**INPUT FOR THIS TASK:**

PR #50, opened 2022-01-12
Improve Caching Schema

### LINKED ISSUE #46: Rename cache backend to "idom"

Archmonger:
- [Use Django async caching API](https://docs.djangoproject.com/en/4.0/topics/cache/#asynchronous-support)
   - Note: This limits us to Django 4.0+, Python 3.8+.
- Remove async_lru_cache.
   - [Django's default cache engine is functionally equivalent](https://docs.djangoproject.com/en/4.0/topics/cache/#local-memory-caching).
- Fix #46 
- Use [`aiofile`](https://github.com/mosquito/aiofile) for async file operations.
- Protect against malicious file paths (ex `../../../etc/passwd`)
- [Use cache versioning to invalidate old web module files stored in cache](https://docs.djangoproject.com/en/4.0/topics/cache/#cache-versioning)

### DIFF
--- a/.github/workflows/test.yml
+++ b/.github/workflows/test.yml
@@ -15,7 +15,7 @@ jobs:
     runs-on: ubuntu-latest
     strategy:
       matrix:
-        python-version: [3.8, 3.9, 3.10]
+        python-version: ["3.8", "3.9", "3.10"]
     steps:
       - uses: actions/checkout@v2
       - uses: nanasess/setup-chromedriver@master
--- a/.github/workflows/test.yml
+++ b/.github/workflows/test.yml
@@ -15,7 +15,7 @@ jobs:
     runs-on: ubuntu-latest
     strategy:
       matrix:
-        python-version: [3.7, 3.8, 3.9]
+        python-version: [3.8, 3.9, 3.10]
     steps:
       - uses: actions/checkout@v2
       - uses: nanasess/setup-chromedriver@master
--- a/src/django_idom/config.py
+++ b/src/django_idom/config.py
@@ -1,7 +1,7 @@
 from typing import Dict
 
 from django.conf import settings
-from django.core.cache import DEFAULT_CACHE_ALIAS
+from django.core.cache import DEFAULT_CACHE_ALIAS, caches
 from idom.core.proto import ComponentConstructor
 
 
@@ -13,6 +13,6 @@ IDOM_WEB_MODULES_URL = IDOM_BASE_URL + "web_module/"
 IDOM_WS_MAX_RECONNECT_DELAY = getattr(settings, "IDOM_WS_MAX_RECONNECT_DELAY", 604800)
 
 if "idom" in getattr(settings, "CACHES", {}):
-    IDOM_CACHE = "idom"
+    IDOM_CACHE = caches["idom"]
 else:
-    IDOM_CACHE = DEFAULT_CACHE_ALIAS
+    IDOM_CACHE = caches[DEFAULT_CACHE_ALIAS]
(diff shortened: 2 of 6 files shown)


Archmonger:
This now uses `aiofile` as well, which means fetching IDOM web modules is fully async.

Should be performant enough to where we can put off #4 for a while.

Archmonger:
I had a concept to [use cache versioning to help invalidate old web module files stored in cache](https://docs.djangoproject.com/en/4.0/topics/cache/#cache-versioning), but unfortunately this doesn't work since the temp directory names are randomized, thus we have no replicable cache key.

rmorshea (approved):

src/django_idom/config.py
```diff
@@ -12,17 +12,7 @@
...
 IDOM_WS_MAX_RECONNECT_DELAY = getattr(settings, "IDOM_WS_MAX_RECONNECT_DELAY", 604800)
 
-_CACHES = getattr(settings, "CACHES", {})
-if _CACHES:
-    if "idom_web_modules" in getattr(settings, "CACHES", {}):
-        IDOM_WEB_MODULE_CACHE = "idom_web_modules"
-    else:
-        IDOM_WEB_MODULE_CACHE = DEFAULT_CACHE_ALIAS
+if "idom" in getattr(settings, "CACHES", {}):
+    IDOM_CACHE = "idom"
```
rmorshea, line 16: Maybe make `IDOM_CACHE = caches[IDOM_CACHE_NAME]` where `IDOM_CACHE_NAME = "idom"` so you don't need to key into `caches` everywhere you want to use it?

rmorshea:
> temp directory names are randomized

By default `IDOM_WEB_MODULES_DIR` is a temp dir, but that can be changed. For example you could set it using [appdirs](https://github.com/ActiveState/appdirs). That way it would be static.

src/django_idom/config.py
Archmonger: Great idea! I'll implement this.

rmorshea:
A note on changing `IDOM_WEB_MODULES_DIR`: since there may already be files there at the time you change the directory you should copy over any existing files into the new location.

Archmonger:
Is the default behavior within Core to not override existing files, if they have different contents?

rmorshea:
The default behavior does not overwrite. The code there is a little messy, but I just put up a PR to clean that up: https://github.com/idom-team/idom/pull/586

Archmonger:
Alright. I'll handle app directory stuff when idom-team/idom#586 is closed and made into a PyPI release.

In that case this PR is ready for merge. You need to make Python 3.7 tests non-required on your end for that to happen though.

rmorshea:
IDOM core can continue supporting 3.7, you'll just need to constrain the supported versions in `setup.py` for this package.

.github/workflows/test.yml
```diff
@@ -15,7 +15,7 @@ jobs:
     runs-on: ubuntu-latest
     strategy:
       matrix:
-        python-version: [3.7, 3.8, 3.9]
+        python-version: ["3.8", "3.9", "3.10"]
```
rmorshea, line 18: This will require changing the supported version of Python in `setup.py`

rmorshea (changes requested):

.github/workflows/test.yml
Archmonger: Fixed.

rmorshea:
@Archmonger the latest version of IDOM has been released with the changes from https://github.com/idom-team/idom/pull/586. Is there anything else to do here?

Archmonger:
This PR should be feature complete, can't be merged without making 3.7 not required. I'm assuming that's in the project settings?

I'll make a separate PR to bump IDOM in here to the new version.

rmorshea (approved):

rmorshea:
Feel free to merge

**WORK TO COMPLETE:** Copy out the records shown above, every one, exactly.

**ANSWER SECTION:**
PR #50, opened 2022-01-12
Improve Caching Schema

### LINKED ISSUE #46: Rename cache backend to "idom"

Archmonger:
- [Use Django async caching API](https://docs.djangoproject.com/en/4.0/topics/cache/#asynchronous-support)
   - Note: This limits us to Django 4.0+, Python 3.8+.
- Remove async_lru_cache.
   - [Django's default cache engine is functionally equivalent](https://docs.djangoproject.com/en/4.0/topics/cache/#local-memory-caching).
- Fix #46 
- Use [`aiofile`](https://github.com/mosquito/aiofile) for async file operations.
- Protect against malicious file paths (ex `../../../etc/passwd`)
- [Use cache versioning to invalidate old web module files stored in cache](https://docs.djangoproject.com/en/4.0/topics/cache/#cache-versioning)

### DIFF
--- a/.github/workflows/test.yml
+++ b/.github/workflows/test.yml
@@ -15,7 +15,7 @@ jobs:
     runs-on: ubuntu-latest
     strategy:
       matrix:
-        python-version: [3.8, 3.9, 3.10]
+        python-version: ["3.8", "3.9", "3.10"]
     steps:
       - uses: actions/checkout@v2
       - uses: nanasess/setup-chromedriver@master
--- a/.github/workflows/test.yml
+++ b/.github/workflows/test.yml
@@ -15,7 +15,7 @@ jobs:
     runs-on: ubuntu-latest
     strategy:
       matrix:
-        python-version: [3.7, 3.8, 3.9]
+        python-version: [3.8, 3.9, 3.10]
     steps:
       - uses: actions/checkout@v2
       - uses: nanasess/setup-chromedriver@master
--- a/src/django_idom/config.py
+++ b/src/django_idom/config.py
@@ -1,7 +1,7 @@
 from typing import Dict
 
 from django.conf import settings
-from django.core.cache import DEFAULT_CACHE_ALIAS
+from django.core.cache import DEFAULT_CACHE_ALIAS, caches
 from idom.core.proto import ComponentConstructor
 
 
@@ -13,6 +13,6 @@ IDOM_WEB_MODULES_URL = IDOM_BASE_URL + "web_module/"
 IDOM_WS_MAX_RECONNECT_DELAY = getattr(settings, "IDOM_WS_MAX_RECONNECT_DELAY", 604800)
 
 if "idom" in getattr(settings, "CACHES", {}):
-    IDOM_CACHE = "idom"
+    IDOM_CACHE = caches["idom"]
 else:
-    IDOM_CACHE = DEFAULT_CACHE_ALIAS
+    IDOM_CACHE = caches[DEFAULT_CACHE_ALIAS]
(diff shortened: 2 of 6 files shown)


Archmonger:
This now uses `aiofile` as well, which means fetching IDOM web modules is fully async.

Should be performant enough to where we can put off #4 for a while.

Archmonger:
I had a concept to [use cache versioning to help invalidate old web module files stored in cache](https://docs.djangoproject.com/en/4.0/topics/cache/#cache-versioning), but unfortunately this doesn't work since the temp directory names are randomized, thus we have no replicable cache key.

rmorshea (approved):

src/django_idom/config.py
```diff
@@ -12,17 +12,7 @@
...
 IDOM_WS_MAX_RECONNECT_DELAY = getattr(settings, "IDOM_WS_MAX_RECONNECT_DELAY", 604800)
 
-_CACHES = getattr(settings, "CACHES", {})
-if _CACHES:
-    if "idom_web_modules" in getattr(settings, "CACHES", {}):
-        IDOM_WEB_MODULE_CACHE = "idom_web_modules"
-    else:
-        IDOM_WEB_MODULE_CACHE = DEFAULT_CACHE_ALIAS
+if "idom" in getattr(settings, "CACHES", {}):
+    IDOM_CACHE = "idom"
```
rmorshea, line 16: Maybe make `IDOM_CACHE = caches[IDOM_CACHE_NAME]` where `IDOM_CACHE_NAME = "idom"` so you don't need to key into `caches` everywhere you want to use it?

rmorshea:
> temp directory names are randomized

By default `IDOM_WEB_MODULES_DIR` is a temp dir, but that can be changed. For example you could set it using [appdirs](https://github.com/ActiveState/appdirs). That way it would be static.

src/django_idom/config.py
Archmonger: Great idea! I'll implement this.

rmorshea:
A note on changing `IDOM_WEB_MODULES_DIR`: since there may already be files there at the time you change the directory you should copy over any existing files into the new location.

Archmonger:
Is the default behavior within Core to not override existing files, if they have different contents?

rmorshea:
The default behavior does not overwrite. The code there is a little messy, but I just put up a PR to clean that up: https://github.com/idom-team/idom/pull/586

Archmonger:
Alright. I'll handle app directory stuff when idom-team/idom#586 is closed and made into a PyPI release.

In that case this PR is ready for merge. You need to make Python 3.7 tests non-required on your end for that to happen though.

rmorshea:
IDOM core can continue supporting 3.7, you'll just need to constrain the supported versions in `setup.py` for this package.

.github/workflows/test.yml
```diff
@@ -15,7 +15,7 @@ jobs:
     runs-on: ubuntu-latest
     strategy:
       matrix:
-        python-version: [3.7, 3.8, 3.9]
+        python-version: ["3.8", "3.9", "3.10"]
```
rmorshea, line 18: This will require changing the supported version of Python in `setup.py`

rmorshea (changes requested):

.github/workflows/test.yml
Archmonger: Fixed.

rmorshea:
@Archmonger the latest version of IDOM has been released with the changes from https://github.com/idom-team/idom/pull/586. Is there anything else to do here?

Archmonger:
This PR should be feature complete, can't be merged without making 3.7 not required. I'm assuming that's in the project settings?

I'll make a separate PR to bump IDOM in here to the new version.

rmorshea (approved):

rmorshea:
Feel free to merge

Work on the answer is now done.